Problem statement>
Quote the records below word for word, please, from the very first line through the one that contains "We need to develop", and nothing beyond it.

Source records>

Issue #57, opened 2020-11-24
Initialize LIGO version development


gromakovsky:
# Clarification and motivation

We need to develop another version of BaseDAO: LIGO version of it. One difference between LIGO and Haskell/Indigo is that LIGO doesn't have compile-time polymorphism that Haskell has, there is no straightforward way to write a polymorphic contract that can be instantiated in compile-time (e. g. its type parameters). So configuration should happen in runtime.
Instead of type parameters we can use `map string bytes` or something similar. We can represent virtually any proposal type as such a map. E. g. if there are 2 fields `foo :: nat` and `bar :: bool`, we can represent it as a map with 2 keys (`"foo"` and `"bar"`) and values packed into `bytes`. We need to unpack them dynamically.

Since we have dynamic unpacking of type parameters, we can make other parameterization dynamic as well. For example, we can put decision lambda into storage instead of inlining it into contract code. This way we can have only one dynamic smart contract that is fully customizable without modification of source code.

Within this issue we shouldn't implement the whole contract (that would be too much), but create some ground on which we can build the contract.

# Acceptance criteria

1. There is a specification for the LIGO version of BaseDAO. Note that there are some substantial changes compared to the Lorentz version, but also they have a lot of stuff in common. So I am not sure how to structure it better (probably they should be in different files, but share common parts), please figure it out while working on the task.
2. There is a stub LIGO contract that is built by our CI and has a simple test-suite written in Haskell using `cleveland` (that also runs on CI).

Martoon-00:
> Note that there are some substantial changes compared to the Lorentz version

There can I see them?

gromakovsky:
They are not specified precisely, but the "Clarification and motivation" section gives some ideas. One of the goals of this issue is to specify them precisely.

The main change is that LIGO version will have dynamic types because it doesn't have static polymorphism (and sometimes compile-time polymorphism might be not desired).

Martoon-00:
I see. So semantically we want the same thing, but code may differ, and so some interesting properties will arise.

Martoon-00:
To achieve polymorphism, can't we proceed as follows?: have one `dao_config.ligo` file which will be the source of all DAO-custom logic, and all other modules of the contract will inline it.

In order to build the contract, we will put modules of baseDAO and `dao_config.ligo` into one folder. Makefile will hide all the building complexity. 

This seems to require just some small effort on providing the infra, and will let us write contracts normally.

gromakovsky:
[...]

Issue #72, opened 2020-12-11
Cleanup Config


gromakovsky:
# Clarification and motivation

1. We have `unfrozenTokenMetadata` and `frozenTokenMetadata`, but they are currently not used. Currently metadata is supposed to be in `sTokenAddress`. When we switch to TZIP-16 metadata, it will be stored differently, but it still won't be embedded into contract code. So I think it shouldn't be part of `Config`. `Config` contains everything necessary to produce a `.tz` file with smart contract code. Metadata is not needed for that, it's needed for origination.
2. AFAIU things like `daoName` and `daoDescription` are currently used only for documentation. They will also be part of metadata, but (see point above) this metadata won't be needed for the contract itself, it will go into storage.

# Acceptance criteria

1. Remove `unfrozenTokenMetadata` and `frozenTokenMetadata` from configuration.
2. Make it clearer that some configuration values are used only for documentation. I think we can keep them in one data type (`Config`), but let's at least provide comments.

Martoon-00:
Note: the first point is done in #98.

PR #81, opened 2020-12-18
[#57] Initialize ligo contract

Martoon-00:
## Description

Stub for our LIGO version of the contract.

- [x] Decide on which syntax to use
- [x] Fill the most basic parts

## Related issue(s)

Initializes #57
Mostly solves #97 as well (except from the point about `:metadata`) 

- Tests
        silently reappearing again.

- Documentation
    - Haddock


ligo/Makefile
```diff
@@ -0,0 +1,32 @@
...
+
+# Where to put build files
+OUT ?= out
+
+.PHONY: all trivialDAO build clean clean_all
+
+all: build
+
+# Compile LIGO contract into its michelson representation.
+build: src
```
gromakovsky, line 18: The way we do in `stablecoin` (where the target is an actual generated file, not a phony target) looks like a more proper usage of Makefiles to me, but I don't insist on doing that way.

ligo/Makefile
```diff
@@ -0,0 +1,32 @@
...
+# Ligo executable
+LIGO ?= ligo
+
+# Compile code
+BUILD = $(LIGO) compile-contract --syntax cameligo
+
+# Where to put build files
+OUT ?= out
+
+.PHONY: all trivialDAO build clean clean_all
```
gromakovsky, line 13: `trivialDAO` looks like a leftover.

ligo/Makefile
```diff
@@ -0,0 +1,32 @@
+# SPDX-FileCopyrightText: 2020 TQ Tezos
+# SPDX-License-Identifier: MIT
+
+# Ligo executable
+LIGO ?= ligo
+
+# Compile code
+BUILD = $(LIGO) compile-contract --syntax cameligo
```
gromakovsky, line 8: What syntax are we using? I recall this message in our chat:
> Regrading ligo syntax, let's pick Pascal. The tutorial is written on this dialect so using it should be simpler

ligo/Makefile
```diff
@@ -0,0 +1,32 @@
...
+# Compile LIGO contract into its michelson representation.
+build: src
+	mkdir -p $(OUT)
+	# ============== Compiling contract ============== #
+	$(BUILD) src/base_DAO.mligo base_DAO_contract --output-file $(OUT)/baseDAO.tz
+	# ============== Compilation successful ============== #
+	# See "$(OUT)/baseDAO.tz" for compilation result #
+
+	# strip the surrounding braces and indentation,
+	# note that dollar char is escaped as part of Makefile
```
gromakovsky, line 26: Why are we doing it?

.buildkite/pipeline.yml
```diff
@@ -56,6 +56,11 @@ steps:
       ./result/bin/baseDAO-test --nettest-run-network
       -A localhost -P 8735
 
+  - label: ligo
+    if: *not_scheduled
+    commands:
+    - nix-build ci.nix -A build-ligo
```
gromakovsky, line 62: I think we should also put the resulting contract into artifacts.

ligo/test/Ligo/BaseDAO/Contract.hs
```diff
@@ -0,0 +1,33 @@
...
+  let path = mPath
+          ?: error ("Specify path to contract in " <> show envKey <> " var")
+             -- ↑ Note that our working directory will be './ligo/test'
+  (_uc, tc) <- importContract path
+  return $  tc
+  where
+    rewrapExc = handleAny $ throwM . DisplayExceptionInShow
+
+baseDAOContractLigo :: Contract (ToT Parameter) (ToT FullStorage)
+baseDAOContractLigo = fetchContract "BASEDAO_LIGO_PATH"
```
gromakovsky, line 32: Can we use TH like we do in https://github.com/tqtezos/stablecoin? It sounds safer and cleaner. Maybe we should even add a helper to `morley` to import a contract in compile-time.

Martoon-00:
I added a few small fixes to LIGO types + there are tests (which do not pass and are not checked though yet)

ligo/Makefile
Martoon-00: Do you know how do they use their way? Just `make stablecoin.tz` (as in CI), or their approach allows something smarter?

ligo/Makefile
Martoon-00: Eventually Kirill Kuvshinov opened my eyes and now I see that PascalLigo is not that nice, better to use camelligo.

ligo/Makefile
Martoon-00: LIGO prints a contract as 

```
{ parameter ...;
  storage ...;
  code ...; }
```

This makes the contract more difficult to read (for instance I needed to do `diff baseDAOLorentz.tz baseDAOLigo.tz`, and it got broken because of the braces). Since I needed to implement this, probably it makes sense to leave there (though I don't like these extra lines being printed on each `make build`, not sure what to do with this).

.buildkite/pipeline.yml
Martoon-00: I tried hard but failed, will offload this to Ops team (hopefully after this PR is merged, because I don't want to block anyone).

ligo/test/Ligo/BaseDAO/Contract.hs
Martoon-00: Apparently in this case this makes perfect sense.

ligo/Makefile
gromakovsky: IIRC it was your lowest priority, but ok, I don't have a preference anyway. It means we won't be able to copy-paste FA2 implementation from Stablecoin, but ok, we will port it to a different LIGO syntax, shouldn't be hard.

ligo/Makefile
gromakovsky: I don't think there is anything smarter, but in `Makefile` targets are supposed to be actual files produced by the corresponding commands https://www.gnu.org/software/make/manual/make.html#Rule-Introduction

> A target is usually the name of a file that is generated by a program; examples of targets are executable or object files. A target can also be the name of an action to carry out, such as ‘clean’ (see Phony Targets).

AFAIU there is no big advantage in non-phony targets, it just seems to be more conventional. Well, this convention is from the 20-th century and maybe nobody cares about it nowadays.

ligo/src/types.mligo
```diff
@@ -0,0 +1,230 @@
...
+  ; symbol : string
+  ; name : string
+  ; decimals : nat
+  ; extras : (string, string) map
+  }
+
+type operator =
+  { owner : address
+  ; operator : address
+  }
```
pasqu4le, line 21: It seems to be missing a `token_id` field, at least compared to its Lorentz counterpart.

ligo/src/types.mligo
```diff
@@ -0,0 +1,230 @@
...
+type operators = (operator, unit) big_map
+
+type ledger_key = address * token_id
+type ledger_value = nat
+type ledger = (ledger_key, ledger_value) big_map
+
+// -- DAO base types -- //
+
```
pasqu4le, line 29: I see that there is no equivalent for the `Nonce` type, I suppose that's because it's less useful without the options to make `newtype`s in LIGO, but I'd argue even just a `nat` type synonym could be nice to have (as we do for the other ones).

ligo/src/types.mligo
```diff
@@ -0,0 +1,230 @@
...
+  ; quorum_threshold : nat
+  ; extra : contract_extra
+  ; proposals : (proposal_key, proposal) big_map
+  ; proposals_key_list_sort_by_date : proposal_key list
+  ; permits_counter : nat
+  }
+
+// -- Parameter -- //
+
+type transfer_destination =
```
pasqu4le, line 77: Even tho this is indeed part of the parameter, it's also part of FA2's interface for which there is a "group" above, do you think it would make sense to move this (and all the following types up to `fa2_parameter`) under the `FA2 types` banner?

ligo/src/types.mligo
```diff
@@ -0,0 +1,230 @@
...
+  | Remove_operator of operator_param
+type update_operators_param = update_operator list
+
+type fa2_parameter =
+    Transfer of transfer_params
+  | Balance_of of balance_request_params
+  | Token_metadata_registry of token_metedata_registry_param
+  | Update_operators of update_operators_param
+
+type transfer_ownership_param = address
```
pasqu4le, line 126:
```suggestion
type transfer_ownership_param = [@annot:newOwner] address
```
Again only to match the Lorentz counterpart, I think this should work.

ligo/src/types.mligo
```diff
@@ -0,0 +1,230 @@
...
+
+type migrate_param = address
```
pasqu4le, line 128:
```suggestion
type migrate_param = [@annot:newAddress] address
```

ligo/src/types.mligo
```diff
@@ -0,0 +1,230 @@
...
+  | Vote of vote_param_permited list
+  | Set_voting_period of voting_period
+  | Set_quorum_threshold of quorum_threshold
+  | Flush of unit
+  | Burn of burn_param
+  | Mint of mint_param
+  | Transfer_contract_tokens of transfer_contract_tokens_param
+  | Token_address of token_address_param
+  | GetVotePermitCounter of vote_permit_counter_param
+
```
pasqu4le, line 192: I had written a couple of comments already but then realized this is a bit behind master and the PR needs a rebase.

Listing them here just in case they come useful, compared to the Lorentz version LIGO:
- lacks a `Drop_proposal` equivalent here in `parameter`
  (and as a consequence a corresponding entrypoint function)
- has `unit` as the argument of `Flush`, but it should actually be `nat option`

Maybe some of the comments above also are just about outdated stuff, sorry if that's the case.

pasqu4le (commented):
One last comment about commit messages:

1. I'd remove the `of` from the first line `Start LIGO version of development`
2. `is far not trivial` should be corrected to `is far from trivial` or `is far from being trivial`
3. lacks a "problem/solution` description

ligo/Makefile
Martoon-00: I updated the Makefile, now it does not rebuild the contract if it has already been built. Though the Makefile now looks a bit strange :roll_eyes: because unlike in stablecoin, I put the produced file in gitignored `out` folder, not directly at the `ligo` folder.

ligo/src/base_DAO.mligo
```diff
@@ -0,0 +1,30 @@
...
+      | Propose (p) -> propose(p, store)
+      | Vote (p) -> vote(p, store)
+      | Set_voting_period (p) -> set_voting_period(p, store)
+      | Set_quorum_threshold (p) -> set_quorum_threshold(p, store)
+      | Flush (p) -> flush (p, config, store)
+      | Burn (p) -> burn(p, store)
+      | Mint (p) -> mint(p, store)
+      | Transfer_contract_tokens (p) -> transfer_contract_tokens(p, store)
+      | Token_address (p) -> token_address(p, store)
+      | GetVotePermitCounter (p) -> (failwith("not necessary") : return)
```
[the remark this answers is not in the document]
Martoon-00: This constructor will be removed soon or later because we will have an off-chain view instead, the constructor probably should not never in the LIGO version.

ligo/src/base_DAO.mligo
```diff
@@ -0,0 +1,30 @@
...
+  in (result.0, (result.1, config))
```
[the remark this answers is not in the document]
Martoon-00: Oh this is pretty weird, usually my editor handles trailing newlines. Gonna check what's going on.

ligo/src/permit.mligo
```diff
@@ -0,0 +1 @@
+// Corresponds to Permit.hs module
```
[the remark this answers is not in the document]
Martoon-00: Yes, in Haskell this module contained only helpers, so there is nothing to put here yet.

ligo/src/types.mligo
```diff
@@ -0,0 +1,230 @@
+// Corresponds to Types.hs module
+
+// -- FA2 types -- //
+
+#if !TYPES_H
+#define TYPES_H
```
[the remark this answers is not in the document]
Martoon-00: Since the only way for one module in LIGO to depend on another module is C-like inlining (literally inlining to form one big file), we can import the same module several times and have to deal with duplication, and the recommended way to do this is again C-like preprocessor magic. This is described e.g. on [this fancy page](https://tezosacademy.io/reason/chapter-preprocessor), and I think this applies to any syntax.

Usually, it is possible to inline the same module multiple times without problems, but in our case we have sum types in `types.mligo`, and so importing module twice ends with "conflicting constructor name".

ligo/src/types.mligo
Martoon-00: Could you point me to where do you see that? I can't find it :/

ligo/src/types.mligo
Martoon-00: Okay, added the necessary types to make Lorentz and LIGO versions match.

I only skip `DataToSign`, because IMO there is no sense in a non-polymorphic version of this type; I'll let the implementor of signing logic decide whether to use a record here or just pairs.

ligo/src/types.mligo
Martoon-00: Yes, this was a questionable point. Since this type is a dedicated parameter part, should I also move `fa2_parameter` above?

ligo/src/types.mligo
Martoon-00: Nope, it does not work :/

I suspect that LIGO cannot produce type annotations at all.

ligo/src/types.mligo
Martoon-00: Yes, these are just the very recent additions, should automatically be handled on rebase.

Martoon-00:
One this that remains regarding all this is to decide what do we want to do with mirroring LIGO types?

At the moment I add the mirrored `Parameter`, `Storage` and `Config`.

The easiest option would be to use the new `ligoLayout` right in `Lorentz.Contract.BaseDAO.Types` and remove the mirrors. The shortcoming here is that such layout is suboptimal and operation size will increase - though I think that we don't care about operation size that much now when it is big anyway.

Another option is finishing the way I started, leave the mirrored types, and implement `IsoLigo` instances.

Probably this should be resolved already without me (unless we have a definite dicision today).

ligo/src/types.mligo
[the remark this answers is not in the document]
pasqu4le: Oh I see, so this is a "if it was imported already don't import it again" kinda thing. Got it

P.s. that's indeed a fancy page :sweat_smile:

ligo/src/types.mligo
pasqu4le: Oh you are right, there isn't one.

My bad, I got confused with `operator_param`,

ligo/src/types.mligo
pasqu4le: Not sure, I'm more for the "yes" only because being part of FA2 is more specific than being part of the parameter, but his is indeed subjective.

pasqu4le:
> decide what do we want to do with mirroring LIGO types?

If I understand the problem I think we should consider "bending" the LIGO types to match the Lorentz ones (as they were before these changes) as much as possible.

I say because the `IsoLigo` solution seems excessively cumbersome and even tho we can now easily reproduce LIGO-compatible types in Lorentz we can also produce Lorentz-compatible types in LIGO (unless there's a problem I'm not seeing).

It would take longer (to modify the LIGO types) but this way we'd be able to avoid modifying the Lorentz one and we'd still have that reduced operation cost.

ligo/src/types.mligo
pasqu4le: I thought I had replied to this, but apparently not.

I was for moving that too anyway and it seems you have done so as well, so all good :slightly_smiling_face:

pasqu4le:
This ended up requiring quite a bit more effort than expected.

I finally managed to make all the types between the LIGO version and the Haskell (for tests) version match after rebasing on the current `master`.

Note: I ended up keeping the `IsoLigo` approach, but using `ligoLayout` for the mirror types.

Everything should now be up-to-date and complete (except for the specification that I still have to write).
@rinn7e your review would be appreciated, I no longer expect to make changes here.

ligo/src/types.mligo
```diff
@@ -0,0 +1,238 @@
...
+  { request : balance_request_item
+  ; balance : nat
+  }
+type balance_request_params =
+  [@layout:comb]
+  { requests : balance_request_item list
+  ; callback : balance_response_item list contract
+  }
+
+type token_metedata_registry_param = address contract
```
rinn7e, line 60:
```suggestion
type token_metadata_registry_param = address contract
```

rinn7e (approved):
Just a small typo. The rest looks good to me.

ligo/test/Ligo/BaseDAO/Types.hs
```diff
@@ -0,0 +1,274 @@
...
+    , T.sVotingPeriod = sVotingPeriod
+    }
+
+data Config = Config
+  { cDaoName :: MText
+  , cDaoDescription :: MText
+  , cUnfrozenTokenMetadata :: FA2.TokenMetadata
+  , cFrozenTokenMetadata :: FA2.TokenMetadata
+  , cProposalCheck :: '[ProposeParamsL] :-> '[Bool]
+  , cRejectedProposalReturnValue :: '[ProposalL] :-> '["slash_amount" :! Natural]
```
rinn7e, line 237: This is probably missed, the latest master now require `cProposalCheck` and `cRejectedProposalReturnValue                                                                             ` to have a storage type in the stack as well:   
https://github.com/tqtezos/baseDAO/blob/master/src/Lorentz/Contracts/BaseDAO/Types.hs#L89-L97

rinn7e (changes requested):

ligo/test/Ligo/BaseDAO/Types.hs
```diff
@@ -0,0 +1,274 @@
...
+    , T.sProposals = BigMap . Map.map fromLigo $ unBigMap sProposals
+    , T.sProposalKeyListSortByDate = sProposalKeyListSortByDate
+    , T.sQuorumThreshold = sQuorumThreshold
+    , T.sTokenAddress = sTokenAddress
+    , T.sVotingPeriod = sVotingPeriod
+    }
+
+data Config = Config
+  { cDaoName :: MText
+  , cDaoDescription :: MText
```
rinn7e, line 233: `cDaoName` and `cDaoDescription` are only used in Lorentz autodoc feature. We probably do not need it here.

ligo/test/Ligo/BaseDAO/Types.hs
pasqu4le: :ok_hand: well spotted, added now

ligo/test/Ligo/BaseDAO/Types.hs
pasqu4le: Makes sense to me as well, removed now

ligo/src/types.mligo
```diff
@@ -0,0 +1,235 @@
...
+  ; symbol : string
+  ; name : string
+  ; decimals : nat
+  ; extras : (string, string) map
+  }
+
+type operator =
+  { owner : address
+  ; operator : address
+  }
```
rinn7e, line 24: I'm not exactly sure why. I was testing the fa2 ligo contract and it seems like it needs `layout:comb` here.

```
type operator =
  [@layout:comb]
  { owner : address
  ; operator : address
  }
```

So do we really need this or maybe I did something wrong.

pasqu4le: Yes that look correct. The test for the matching types passes in both cases because they are both `address`, but without `layout:comb` LIGO reorders them alphabetically, so they end up inverted (compared to how we expect them to be).
Fixed now

ligo/test/Ligo/BaseDAO/Types.hs
gromakovsky: Related: https://github.com/tqtezos/baseDAO/issues/72

.buildkite/pipeline.yml
pasqu4le: I haven't added CI test execution either because of this (they need the resulting contract), I also spent some time on it without luck and prefer to do so in a separate PR so that this one can be merged.

pasqu4le:
Note: I simply added the specification in a separate file (`specification-ligo.md`) for now.

It should be referenced somewhere, but then again we also need to write a proper README for the LIGO version because there are too many differences to use the existing one, so I'll leave that to a future PR.

docs/specification-ligo.md
```diff
@@ -0,0 +1,897 @@
...
+
+- The storage of the contract must have annotations for all fields
+  and must be documented to make its interpretation easy for users.
+
+# Configuration
+
+BaseDAO is not a concrete smart contract, but rather a framework to implement various DAOs.
+It can be configured at origination for any specific needs.
+
+In order to do so the contract has two type synonym for `(string, bytes) map`
```
rinn7e, line 38:
```suggestion
In order to do so the contract has two type synonyms for `(string, bytes) map`
```

docs/specification-ligo.md
```diff
@@ -0,0 +1,897 @@
...
+
+- The contract must store tokens of two types: frozen (`token_id` is 1) and unfrozen (`token_id` is 0).
+
+- The storage of the contract must have annotations for all fields
+  and must be documented to make its interpretation easy for users.
+
+# Configuration
+
+BaseDAO is not a concrete smart contract, but rather a framework to implement various DAOs.
+It can be configured at origination for any specific needs.
```
Martoon-00, line 36: Is it true for LIGO version?

docs/specification-ligo.md
```diff
@@ -0,0 +1,897 @@
...
+# Contract logic
+
+This chapter provides a high-level overview of the contract's logic.
+
+- The contract maintains a ledger of address and its balance (frozen and unfrozen tokens)
+- The contract manages a special role called "Administrator".
+- The contract stores a list of proposals that can be in one of the states: "ongoing", "rejected", or "accepted".
+- Migration form a two-step process:
+  + After migration start the contract `migration_status` state is set to `MigratingTo targetAddress` state.
+  + After successful migration confirmation `migration_status` is set to `MigratedTo newContractAddress` state. All the subsequent operations, except `transfer_contract_tokens`, will fail with the `MIGRATED` tag.
```
rinn7e, line 139:
```suggestion
- Migration forms a two-step process:
  + After the migration starts, the contract `migration_status` state is set to `MigratingTo targetAddress` state.
  + After successful migration confirmation, `migration_status` is set to `MigratedTo newContractAddress` state. All the subsequent operations, except `transfer_contract_tokens`, will fail with the `MIGRATED` tag.
```

rinn7e (approved):
Just a few suggestions, the rest looks good from me.

docs/specification-ligo.md
pasqu4le: Fair point, changed it to:
```
BaseDAO is a concrete smart contract, but also a framework to implement various DAOs.
```

docs/specification-ligo.md
pasqu4le: Fixed

docs/specification-ligo.md
pasqu4le: Fixed here and in `specification.md` as well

Response area>
Issue #57, opened 2020-11-24
Initialize LIGO version development


gromakovsky:
# Clarification and motivation

We need to develop another version of BaseDAO: LIGO version of it. One difference between LIGO and Haskell/Indigo is that LIGO doesn't have compile-time polymorphism that Haskell has, there is no straightforward way to write a polymorphic contract that can be instantiated in compile-time (e. g. its type parameters). So configuration should happen in runtime.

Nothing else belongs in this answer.